> **Your objective**: Your output should consist of the data, copied exactly.

> **Exercise materials**:
Issue #1233, opened 2017-03-22
testTrainingSgNegative is possibly incorrect


shubhvachher:
**File :** gensim/test/test_word2vec.py
**Method :** testTrainingSgNegative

> **Answer for this exercise**:
Issue #1233, opened 2017-03-22
testTrainingSgNegative is possibly incorrect


shubhvachher:
**File :** gensim/test/test_word2vec.py
**Method :** testTrainingSgNegative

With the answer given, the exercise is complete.